◆ Exercise objective ◆
From the data below, copy out every line in which the word "except" occurs.

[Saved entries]
[Start of section]

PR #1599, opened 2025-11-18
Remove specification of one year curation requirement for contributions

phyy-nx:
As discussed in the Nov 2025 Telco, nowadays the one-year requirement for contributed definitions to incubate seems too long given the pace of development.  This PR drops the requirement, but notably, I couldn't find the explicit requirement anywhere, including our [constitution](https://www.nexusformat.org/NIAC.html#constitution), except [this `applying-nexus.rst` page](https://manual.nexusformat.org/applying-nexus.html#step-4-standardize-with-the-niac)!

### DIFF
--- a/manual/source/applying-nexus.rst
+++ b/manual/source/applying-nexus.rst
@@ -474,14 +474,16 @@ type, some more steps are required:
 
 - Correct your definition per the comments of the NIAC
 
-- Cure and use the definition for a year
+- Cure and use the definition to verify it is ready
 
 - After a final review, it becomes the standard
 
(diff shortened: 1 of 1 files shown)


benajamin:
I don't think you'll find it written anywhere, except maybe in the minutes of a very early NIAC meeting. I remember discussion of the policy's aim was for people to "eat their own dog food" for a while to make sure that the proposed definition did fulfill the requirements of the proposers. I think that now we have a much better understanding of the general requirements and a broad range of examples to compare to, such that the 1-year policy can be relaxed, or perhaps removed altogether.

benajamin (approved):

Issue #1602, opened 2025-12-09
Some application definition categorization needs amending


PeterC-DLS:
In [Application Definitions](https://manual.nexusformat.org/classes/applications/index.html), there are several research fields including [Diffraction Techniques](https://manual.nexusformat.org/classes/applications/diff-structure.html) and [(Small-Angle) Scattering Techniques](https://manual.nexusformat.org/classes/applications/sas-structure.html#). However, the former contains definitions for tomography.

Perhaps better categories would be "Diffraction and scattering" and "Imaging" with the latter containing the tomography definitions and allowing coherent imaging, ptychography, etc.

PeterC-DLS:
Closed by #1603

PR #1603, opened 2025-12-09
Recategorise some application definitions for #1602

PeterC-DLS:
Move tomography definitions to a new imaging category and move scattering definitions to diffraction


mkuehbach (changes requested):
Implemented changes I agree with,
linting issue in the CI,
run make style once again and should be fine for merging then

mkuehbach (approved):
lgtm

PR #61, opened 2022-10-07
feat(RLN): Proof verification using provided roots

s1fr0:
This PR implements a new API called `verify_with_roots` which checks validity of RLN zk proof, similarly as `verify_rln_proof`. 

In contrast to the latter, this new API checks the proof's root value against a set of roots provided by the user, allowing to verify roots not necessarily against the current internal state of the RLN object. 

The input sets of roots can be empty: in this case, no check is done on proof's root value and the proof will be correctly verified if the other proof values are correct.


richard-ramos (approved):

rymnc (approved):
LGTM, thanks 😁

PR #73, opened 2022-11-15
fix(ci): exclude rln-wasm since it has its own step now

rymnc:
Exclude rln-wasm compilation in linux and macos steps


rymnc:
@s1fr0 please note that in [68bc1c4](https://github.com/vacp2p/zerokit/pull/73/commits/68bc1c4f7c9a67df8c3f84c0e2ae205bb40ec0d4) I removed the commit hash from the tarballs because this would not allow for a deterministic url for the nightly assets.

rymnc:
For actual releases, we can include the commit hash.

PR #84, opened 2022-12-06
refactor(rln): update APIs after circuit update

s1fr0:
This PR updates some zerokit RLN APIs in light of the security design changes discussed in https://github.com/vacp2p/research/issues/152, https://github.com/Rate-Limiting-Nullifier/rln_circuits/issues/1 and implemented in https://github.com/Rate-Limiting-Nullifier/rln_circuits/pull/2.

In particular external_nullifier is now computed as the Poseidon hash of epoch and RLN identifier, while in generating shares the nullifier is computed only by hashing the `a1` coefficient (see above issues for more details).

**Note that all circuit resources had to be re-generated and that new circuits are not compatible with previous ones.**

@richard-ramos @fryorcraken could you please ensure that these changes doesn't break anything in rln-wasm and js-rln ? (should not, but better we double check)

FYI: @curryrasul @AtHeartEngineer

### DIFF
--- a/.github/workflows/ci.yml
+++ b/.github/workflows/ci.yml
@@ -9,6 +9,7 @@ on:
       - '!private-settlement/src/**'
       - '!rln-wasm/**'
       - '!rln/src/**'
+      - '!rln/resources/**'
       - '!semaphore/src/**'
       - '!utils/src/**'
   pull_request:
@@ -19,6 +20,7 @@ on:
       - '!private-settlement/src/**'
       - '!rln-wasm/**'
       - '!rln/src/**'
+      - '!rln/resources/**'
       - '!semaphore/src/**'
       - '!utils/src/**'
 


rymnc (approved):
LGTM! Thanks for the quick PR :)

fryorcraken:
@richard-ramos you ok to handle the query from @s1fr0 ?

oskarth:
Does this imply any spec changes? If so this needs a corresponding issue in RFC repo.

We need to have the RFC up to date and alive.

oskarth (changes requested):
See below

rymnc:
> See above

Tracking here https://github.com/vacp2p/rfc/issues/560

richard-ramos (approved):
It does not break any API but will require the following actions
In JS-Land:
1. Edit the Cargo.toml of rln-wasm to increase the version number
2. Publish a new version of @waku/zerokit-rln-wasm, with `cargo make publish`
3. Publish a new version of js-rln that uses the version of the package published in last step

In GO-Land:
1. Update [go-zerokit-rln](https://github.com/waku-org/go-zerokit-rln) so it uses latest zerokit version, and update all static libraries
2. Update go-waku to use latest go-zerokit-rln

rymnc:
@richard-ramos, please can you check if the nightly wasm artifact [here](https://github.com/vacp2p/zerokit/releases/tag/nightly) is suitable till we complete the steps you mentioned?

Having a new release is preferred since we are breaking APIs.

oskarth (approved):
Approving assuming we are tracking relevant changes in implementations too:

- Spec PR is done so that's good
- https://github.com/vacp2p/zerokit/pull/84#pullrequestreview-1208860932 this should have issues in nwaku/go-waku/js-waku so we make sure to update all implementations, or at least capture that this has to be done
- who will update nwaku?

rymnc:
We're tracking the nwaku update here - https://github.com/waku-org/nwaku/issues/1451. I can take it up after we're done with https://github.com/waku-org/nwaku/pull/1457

[End of section]
[Start of section]

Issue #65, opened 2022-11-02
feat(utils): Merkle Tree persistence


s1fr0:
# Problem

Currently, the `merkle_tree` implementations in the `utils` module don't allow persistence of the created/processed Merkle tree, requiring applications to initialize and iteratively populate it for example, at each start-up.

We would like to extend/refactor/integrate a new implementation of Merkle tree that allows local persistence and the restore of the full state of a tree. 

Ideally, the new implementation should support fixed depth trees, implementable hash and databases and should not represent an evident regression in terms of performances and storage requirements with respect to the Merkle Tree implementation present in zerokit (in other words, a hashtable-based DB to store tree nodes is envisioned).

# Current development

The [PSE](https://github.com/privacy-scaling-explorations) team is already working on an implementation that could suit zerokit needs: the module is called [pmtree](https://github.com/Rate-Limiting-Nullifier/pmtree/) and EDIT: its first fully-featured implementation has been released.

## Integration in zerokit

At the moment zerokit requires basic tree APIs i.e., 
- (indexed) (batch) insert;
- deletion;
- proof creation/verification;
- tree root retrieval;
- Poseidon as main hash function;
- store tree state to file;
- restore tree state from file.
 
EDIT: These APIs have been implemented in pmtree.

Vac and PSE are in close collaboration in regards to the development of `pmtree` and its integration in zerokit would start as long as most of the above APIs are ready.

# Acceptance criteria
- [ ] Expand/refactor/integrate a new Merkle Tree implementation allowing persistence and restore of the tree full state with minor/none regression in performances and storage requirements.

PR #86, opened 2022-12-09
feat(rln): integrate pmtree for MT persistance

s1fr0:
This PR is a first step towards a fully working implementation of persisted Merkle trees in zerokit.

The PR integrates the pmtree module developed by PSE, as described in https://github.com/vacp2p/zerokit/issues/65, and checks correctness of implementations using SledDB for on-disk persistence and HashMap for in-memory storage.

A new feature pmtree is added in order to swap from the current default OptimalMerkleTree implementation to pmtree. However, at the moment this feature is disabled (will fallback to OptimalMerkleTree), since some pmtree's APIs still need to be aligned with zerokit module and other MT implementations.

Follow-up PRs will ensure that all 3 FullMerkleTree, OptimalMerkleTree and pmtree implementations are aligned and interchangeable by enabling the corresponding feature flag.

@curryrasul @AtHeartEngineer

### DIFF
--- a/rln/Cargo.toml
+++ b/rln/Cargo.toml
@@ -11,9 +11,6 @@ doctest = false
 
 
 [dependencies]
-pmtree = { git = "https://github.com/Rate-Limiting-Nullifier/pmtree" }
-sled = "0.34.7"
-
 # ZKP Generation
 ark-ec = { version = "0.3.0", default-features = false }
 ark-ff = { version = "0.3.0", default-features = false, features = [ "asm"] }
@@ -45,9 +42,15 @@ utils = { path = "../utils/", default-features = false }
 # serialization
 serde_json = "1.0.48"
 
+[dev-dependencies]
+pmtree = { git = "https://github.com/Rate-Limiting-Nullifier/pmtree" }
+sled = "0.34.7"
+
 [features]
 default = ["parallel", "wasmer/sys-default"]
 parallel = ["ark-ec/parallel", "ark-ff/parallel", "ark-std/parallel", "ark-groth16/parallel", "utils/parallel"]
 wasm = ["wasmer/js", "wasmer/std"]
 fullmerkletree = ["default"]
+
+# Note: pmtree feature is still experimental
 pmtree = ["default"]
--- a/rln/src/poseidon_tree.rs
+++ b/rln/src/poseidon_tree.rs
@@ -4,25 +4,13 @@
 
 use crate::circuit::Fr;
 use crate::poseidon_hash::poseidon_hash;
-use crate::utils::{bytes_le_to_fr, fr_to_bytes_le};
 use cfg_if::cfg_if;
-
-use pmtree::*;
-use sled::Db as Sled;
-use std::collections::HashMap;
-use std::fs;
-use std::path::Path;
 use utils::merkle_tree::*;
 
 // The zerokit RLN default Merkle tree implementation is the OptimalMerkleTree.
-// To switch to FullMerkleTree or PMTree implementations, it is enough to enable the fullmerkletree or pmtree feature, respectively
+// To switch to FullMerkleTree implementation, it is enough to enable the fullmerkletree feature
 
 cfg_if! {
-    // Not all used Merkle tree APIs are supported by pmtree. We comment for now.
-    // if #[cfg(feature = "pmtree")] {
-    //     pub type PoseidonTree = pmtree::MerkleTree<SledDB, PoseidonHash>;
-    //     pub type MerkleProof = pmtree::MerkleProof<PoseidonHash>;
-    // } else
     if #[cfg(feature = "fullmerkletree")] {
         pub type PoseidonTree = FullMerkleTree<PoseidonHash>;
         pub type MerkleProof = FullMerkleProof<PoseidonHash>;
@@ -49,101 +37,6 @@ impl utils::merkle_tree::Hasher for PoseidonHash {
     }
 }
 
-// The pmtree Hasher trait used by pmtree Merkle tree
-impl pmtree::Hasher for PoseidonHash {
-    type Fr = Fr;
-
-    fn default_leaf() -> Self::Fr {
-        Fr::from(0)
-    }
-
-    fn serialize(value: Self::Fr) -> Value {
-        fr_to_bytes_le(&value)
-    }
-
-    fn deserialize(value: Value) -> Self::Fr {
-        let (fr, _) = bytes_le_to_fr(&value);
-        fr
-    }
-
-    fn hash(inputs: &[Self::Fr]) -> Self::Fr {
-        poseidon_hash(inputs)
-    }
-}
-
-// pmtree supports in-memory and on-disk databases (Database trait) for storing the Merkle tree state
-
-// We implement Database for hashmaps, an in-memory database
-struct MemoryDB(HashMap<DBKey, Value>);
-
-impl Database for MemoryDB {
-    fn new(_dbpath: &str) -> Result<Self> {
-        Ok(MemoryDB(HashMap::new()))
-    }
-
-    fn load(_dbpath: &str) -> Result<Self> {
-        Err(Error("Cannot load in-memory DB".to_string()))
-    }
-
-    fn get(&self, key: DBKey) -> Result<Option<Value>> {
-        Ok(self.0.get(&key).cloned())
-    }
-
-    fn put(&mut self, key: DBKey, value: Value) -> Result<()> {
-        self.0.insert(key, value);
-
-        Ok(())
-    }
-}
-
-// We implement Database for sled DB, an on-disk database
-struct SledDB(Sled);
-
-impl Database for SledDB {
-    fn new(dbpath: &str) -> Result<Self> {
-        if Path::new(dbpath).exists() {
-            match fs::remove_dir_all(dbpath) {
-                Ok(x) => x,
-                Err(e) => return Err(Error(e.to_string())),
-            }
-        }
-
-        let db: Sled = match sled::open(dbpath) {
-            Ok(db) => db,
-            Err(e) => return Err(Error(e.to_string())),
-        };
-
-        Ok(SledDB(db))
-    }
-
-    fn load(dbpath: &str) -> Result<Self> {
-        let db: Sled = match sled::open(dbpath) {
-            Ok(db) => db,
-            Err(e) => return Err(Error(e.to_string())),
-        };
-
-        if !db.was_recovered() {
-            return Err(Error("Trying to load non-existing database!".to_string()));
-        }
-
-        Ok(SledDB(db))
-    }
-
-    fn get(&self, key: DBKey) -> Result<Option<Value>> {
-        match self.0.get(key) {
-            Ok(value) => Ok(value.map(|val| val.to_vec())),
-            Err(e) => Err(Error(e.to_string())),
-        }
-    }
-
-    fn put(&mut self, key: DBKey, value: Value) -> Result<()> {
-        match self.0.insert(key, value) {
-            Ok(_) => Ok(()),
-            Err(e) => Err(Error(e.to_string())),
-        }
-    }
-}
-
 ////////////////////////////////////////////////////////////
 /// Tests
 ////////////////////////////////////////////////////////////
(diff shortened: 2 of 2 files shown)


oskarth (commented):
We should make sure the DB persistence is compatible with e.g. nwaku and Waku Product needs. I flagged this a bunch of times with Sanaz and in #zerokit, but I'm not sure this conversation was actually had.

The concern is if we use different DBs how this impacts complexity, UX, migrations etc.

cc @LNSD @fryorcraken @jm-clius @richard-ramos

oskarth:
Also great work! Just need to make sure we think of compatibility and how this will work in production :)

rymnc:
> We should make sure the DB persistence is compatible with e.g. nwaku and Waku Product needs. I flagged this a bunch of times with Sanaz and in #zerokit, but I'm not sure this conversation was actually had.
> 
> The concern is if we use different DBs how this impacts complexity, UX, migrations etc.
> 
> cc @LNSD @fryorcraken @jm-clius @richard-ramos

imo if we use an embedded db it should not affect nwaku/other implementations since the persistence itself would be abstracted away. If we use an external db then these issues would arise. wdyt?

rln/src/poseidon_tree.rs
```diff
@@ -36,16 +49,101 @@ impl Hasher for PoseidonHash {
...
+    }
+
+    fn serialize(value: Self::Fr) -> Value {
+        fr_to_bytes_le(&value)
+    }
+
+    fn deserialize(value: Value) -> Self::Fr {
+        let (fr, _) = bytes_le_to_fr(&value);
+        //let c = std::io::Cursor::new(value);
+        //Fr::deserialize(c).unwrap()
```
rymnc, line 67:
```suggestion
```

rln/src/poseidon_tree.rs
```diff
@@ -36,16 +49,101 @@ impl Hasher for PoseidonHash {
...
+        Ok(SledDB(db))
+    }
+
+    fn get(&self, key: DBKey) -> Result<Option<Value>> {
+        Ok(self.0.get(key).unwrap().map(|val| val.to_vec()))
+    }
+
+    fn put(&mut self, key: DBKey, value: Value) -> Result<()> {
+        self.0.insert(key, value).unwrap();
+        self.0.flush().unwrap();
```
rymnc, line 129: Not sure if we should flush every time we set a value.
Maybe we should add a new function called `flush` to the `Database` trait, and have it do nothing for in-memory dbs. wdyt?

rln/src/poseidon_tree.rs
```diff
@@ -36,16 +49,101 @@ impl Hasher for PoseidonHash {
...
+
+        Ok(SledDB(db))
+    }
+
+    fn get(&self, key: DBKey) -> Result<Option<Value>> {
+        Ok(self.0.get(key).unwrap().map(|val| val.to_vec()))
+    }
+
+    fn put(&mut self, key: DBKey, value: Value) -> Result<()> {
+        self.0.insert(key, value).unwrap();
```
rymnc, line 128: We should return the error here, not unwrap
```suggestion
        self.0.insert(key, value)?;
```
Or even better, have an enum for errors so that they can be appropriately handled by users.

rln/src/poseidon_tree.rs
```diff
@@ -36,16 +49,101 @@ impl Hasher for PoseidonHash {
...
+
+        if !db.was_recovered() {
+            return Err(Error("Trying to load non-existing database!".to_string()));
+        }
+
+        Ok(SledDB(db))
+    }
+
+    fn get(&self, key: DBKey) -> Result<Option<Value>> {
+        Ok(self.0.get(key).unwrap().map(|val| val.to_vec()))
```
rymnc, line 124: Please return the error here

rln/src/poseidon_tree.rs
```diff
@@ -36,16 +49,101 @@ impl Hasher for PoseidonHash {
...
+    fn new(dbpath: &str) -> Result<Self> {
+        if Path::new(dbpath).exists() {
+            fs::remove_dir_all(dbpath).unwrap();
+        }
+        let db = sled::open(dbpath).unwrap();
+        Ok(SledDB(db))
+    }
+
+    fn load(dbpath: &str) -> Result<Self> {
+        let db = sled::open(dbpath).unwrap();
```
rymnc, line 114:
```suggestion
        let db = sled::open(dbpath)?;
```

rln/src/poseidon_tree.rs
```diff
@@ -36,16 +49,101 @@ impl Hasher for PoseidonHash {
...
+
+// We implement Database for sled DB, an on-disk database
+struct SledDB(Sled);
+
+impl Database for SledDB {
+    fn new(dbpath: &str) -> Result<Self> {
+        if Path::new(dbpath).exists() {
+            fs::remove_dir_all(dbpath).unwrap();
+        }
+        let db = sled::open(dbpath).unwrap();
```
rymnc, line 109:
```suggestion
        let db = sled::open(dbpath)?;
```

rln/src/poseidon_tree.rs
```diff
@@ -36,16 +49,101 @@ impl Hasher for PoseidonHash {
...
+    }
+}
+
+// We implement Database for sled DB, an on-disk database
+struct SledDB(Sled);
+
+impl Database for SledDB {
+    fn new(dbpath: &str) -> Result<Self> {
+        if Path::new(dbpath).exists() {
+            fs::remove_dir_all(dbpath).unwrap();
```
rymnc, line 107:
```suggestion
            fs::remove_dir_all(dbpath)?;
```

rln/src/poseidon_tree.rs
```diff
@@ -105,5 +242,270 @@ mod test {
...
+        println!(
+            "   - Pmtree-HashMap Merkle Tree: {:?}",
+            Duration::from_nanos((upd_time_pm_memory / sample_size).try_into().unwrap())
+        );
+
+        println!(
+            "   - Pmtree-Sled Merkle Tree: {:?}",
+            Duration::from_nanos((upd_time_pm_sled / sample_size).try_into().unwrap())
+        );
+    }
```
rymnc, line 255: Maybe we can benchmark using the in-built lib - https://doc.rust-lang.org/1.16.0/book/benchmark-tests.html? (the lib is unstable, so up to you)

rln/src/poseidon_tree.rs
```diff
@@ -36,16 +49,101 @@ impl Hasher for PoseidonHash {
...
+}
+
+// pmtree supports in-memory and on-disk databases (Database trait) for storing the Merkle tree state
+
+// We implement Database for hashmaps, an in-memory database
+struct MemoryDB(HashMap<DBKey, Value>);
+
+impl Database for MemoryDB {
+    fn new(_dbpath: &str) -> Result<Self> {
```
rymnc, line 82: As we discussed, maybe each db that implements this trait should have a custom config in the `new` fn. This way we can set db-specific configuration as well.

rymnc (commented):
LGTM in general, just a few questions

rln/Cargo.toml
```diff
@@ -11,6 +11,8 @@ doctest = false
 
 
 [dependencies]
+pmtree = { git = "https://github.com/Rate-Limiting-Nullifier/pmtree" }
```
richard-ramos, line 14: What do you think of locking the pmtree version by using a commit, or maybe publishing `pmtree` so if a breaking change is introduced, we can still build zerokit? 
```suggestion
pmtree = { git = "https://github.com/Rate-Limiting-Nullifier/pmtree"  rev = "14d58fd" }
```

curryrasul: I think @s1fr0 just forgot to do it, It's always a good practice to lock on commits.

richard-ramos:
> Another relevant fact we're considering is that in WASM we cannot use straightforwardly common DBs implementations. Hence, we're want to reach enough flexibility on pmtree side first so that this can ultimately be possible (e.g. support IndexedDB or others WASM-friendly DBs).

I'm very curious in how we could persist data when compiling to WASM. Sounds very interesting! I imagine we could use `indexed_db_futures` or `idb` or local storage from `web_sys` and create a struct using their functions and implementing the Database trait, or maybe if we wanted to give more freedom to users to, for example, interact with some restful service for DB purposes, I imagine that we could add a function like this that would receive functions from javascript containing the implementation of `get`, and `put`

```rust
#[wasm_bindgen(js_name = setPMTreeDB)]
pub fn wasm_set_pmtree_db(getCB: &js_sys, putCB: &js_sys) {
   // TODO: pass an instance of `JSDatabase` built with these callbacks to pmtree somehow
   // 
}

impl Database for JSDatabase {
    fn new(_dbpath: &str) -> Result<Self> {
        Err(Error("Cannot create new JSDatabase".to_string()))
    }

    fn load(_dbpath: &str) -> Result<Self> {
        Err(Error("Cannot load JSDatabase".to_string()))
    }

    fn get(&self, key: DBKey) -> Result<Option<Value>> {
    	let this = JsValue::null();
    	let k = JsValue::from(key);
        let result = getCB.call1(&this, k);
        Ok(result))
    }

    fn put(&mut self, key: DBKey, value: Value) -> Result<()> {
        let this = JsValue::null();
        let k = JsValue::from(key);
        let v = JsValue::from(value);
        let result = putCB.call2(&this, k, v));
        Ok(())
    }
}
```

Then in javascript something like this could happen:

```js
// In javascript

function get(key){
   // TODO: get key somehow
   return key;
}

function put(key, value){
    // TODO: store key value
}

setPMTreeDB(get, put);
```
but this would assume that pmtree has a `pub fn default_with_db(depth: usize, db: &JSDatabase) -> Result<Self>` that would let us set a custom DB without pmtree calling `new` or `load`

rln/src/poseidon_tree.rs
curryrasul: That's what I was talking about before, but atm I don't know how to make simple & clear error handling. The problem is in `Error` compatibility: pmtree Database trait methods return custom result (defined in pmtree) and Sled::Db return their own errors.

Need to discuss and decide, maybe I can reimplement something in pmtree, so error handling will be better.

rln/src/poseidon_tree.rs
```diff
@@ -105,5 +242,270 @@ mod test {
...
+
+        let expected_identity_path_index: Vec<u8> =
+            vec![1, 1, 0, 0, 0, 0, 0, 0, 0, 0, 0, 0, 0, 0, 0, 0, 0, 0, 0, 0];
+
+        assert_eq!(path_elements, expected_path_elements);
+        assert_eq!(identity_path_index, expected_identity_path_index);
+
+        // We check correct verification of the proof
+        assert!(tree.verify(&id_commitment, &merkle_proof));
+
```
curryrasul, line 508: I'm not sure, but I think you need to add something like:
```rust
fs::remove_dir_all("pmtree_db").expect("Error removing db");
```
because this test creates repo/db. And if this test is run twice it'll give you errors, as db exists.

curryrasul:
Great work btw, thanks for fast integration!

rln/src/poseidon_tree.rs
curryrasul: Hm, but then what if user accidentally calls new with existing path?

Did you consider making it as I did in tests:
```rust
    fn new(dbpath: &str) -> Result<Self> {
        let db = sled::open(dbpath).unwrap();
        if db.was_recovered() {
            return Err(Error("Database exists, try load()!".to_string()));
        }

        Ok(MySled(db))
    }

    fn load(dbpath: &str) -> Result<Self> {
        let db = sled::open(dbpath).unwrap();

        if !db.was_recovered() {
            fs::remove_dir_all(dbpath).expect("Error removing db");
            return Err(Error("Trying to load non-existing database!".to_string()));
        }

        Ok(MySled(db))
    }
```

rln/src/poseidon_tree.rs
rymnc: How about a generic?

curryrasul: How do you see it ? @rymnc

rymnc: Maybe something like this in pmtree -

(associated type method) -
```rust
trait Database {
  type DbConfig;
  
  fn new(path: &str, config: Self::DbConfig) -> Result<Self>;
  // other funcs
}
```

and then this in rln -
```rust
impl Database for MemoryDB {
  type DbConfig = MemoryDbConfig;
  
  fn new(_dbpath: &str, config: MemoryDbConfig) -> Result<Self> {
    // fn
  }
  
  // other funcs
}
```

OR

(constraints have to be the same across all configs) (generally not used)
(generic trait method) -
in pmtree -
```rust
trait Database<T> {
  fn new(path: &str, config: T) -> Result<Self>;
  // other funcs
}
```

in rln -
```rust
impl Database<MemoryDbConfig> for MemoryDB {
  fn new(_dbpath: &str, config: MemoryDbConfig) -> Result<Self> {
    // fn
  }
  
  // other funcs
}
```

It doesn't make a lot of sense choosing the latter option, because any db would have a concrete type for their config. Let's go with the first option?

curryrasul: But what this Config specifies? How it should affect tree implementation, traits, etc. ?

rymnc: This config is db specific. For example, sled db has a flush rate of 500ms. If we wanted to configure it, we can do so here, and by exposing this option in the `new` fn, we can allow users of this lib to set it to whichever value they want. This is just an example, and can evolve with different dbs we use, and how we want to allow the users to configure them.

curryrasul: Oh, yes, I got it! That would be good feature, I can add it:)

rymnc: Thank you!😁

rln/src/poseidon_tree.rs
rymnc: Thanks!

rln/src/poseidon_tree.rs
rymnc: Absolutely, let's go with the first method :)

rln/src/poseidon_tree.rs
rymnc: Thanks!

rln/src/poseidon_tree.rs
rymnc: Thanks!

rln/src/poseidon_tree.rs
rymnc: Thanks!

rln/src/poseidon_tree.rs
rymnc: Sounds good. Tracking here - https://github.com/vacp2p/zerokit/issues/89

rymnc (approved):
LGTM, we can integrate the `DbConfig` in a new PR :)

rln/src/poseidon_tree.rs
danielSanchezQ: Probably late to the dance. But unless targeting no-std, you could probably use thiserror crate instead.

[End of section]
[Start of section]

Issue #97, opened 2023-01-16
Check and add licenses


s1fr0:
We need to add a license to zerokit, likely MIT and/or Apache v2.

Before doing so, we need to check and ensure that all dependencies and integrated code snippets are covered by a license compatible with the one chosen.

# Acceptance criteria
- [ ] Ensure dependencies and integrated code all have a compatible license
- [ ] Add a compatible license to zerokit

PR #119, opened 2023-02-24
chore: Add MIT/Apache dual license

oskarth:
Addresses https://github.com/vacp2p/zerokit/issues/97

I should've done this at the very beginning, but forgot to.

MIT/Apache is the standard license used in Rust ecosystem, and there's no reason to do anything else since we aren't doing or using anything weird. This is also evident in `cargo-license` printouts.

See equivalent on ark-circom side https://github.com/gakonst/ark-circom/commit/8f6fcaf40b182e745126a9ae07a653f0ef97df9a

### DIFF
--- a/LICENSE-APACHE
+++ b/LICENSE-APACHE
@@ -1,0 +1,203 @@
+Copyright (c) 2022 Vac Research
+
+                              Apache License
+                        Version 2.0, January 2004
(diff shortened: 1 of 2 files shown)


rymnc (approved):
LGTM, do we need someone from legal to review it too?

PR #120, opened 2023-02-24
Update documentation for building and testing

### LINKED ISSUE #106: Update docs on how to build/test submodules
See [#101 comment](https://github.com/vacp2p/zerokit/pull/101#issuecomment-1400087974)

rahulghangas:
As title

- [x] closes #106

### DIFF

[End of section]

◆ Completed exercise ◆
As discussed in the Nov 2025 Telco, nowadays the one-year requirement for contributed definitions to incubate seems too long given the pace of development.  This PR drops the requirement, but notably, I couldn't find the explicit requirement anywhere, including our [constitution](https://www.nexusformat.org/NIAC.html#constitution), except [this `applying-nexus.rst` page](https://manual.nexusformat.org/applying-nexus.html#step-4-standardize-with-the-niac)!
I don't think you'll find it written anywhere, except maybe in the minutes of a very early NIAC meeting. I remember discussion of the policy's aim was for people to "eat their own dog food" for a while to make sure that the proposed definition did fulfill the requirements of the proposers. I think that now we have a much better understanding of the general requirements and a broad range of examples to compare to, such that the 1-year policy can be relaxed, or perhaps removed altogether.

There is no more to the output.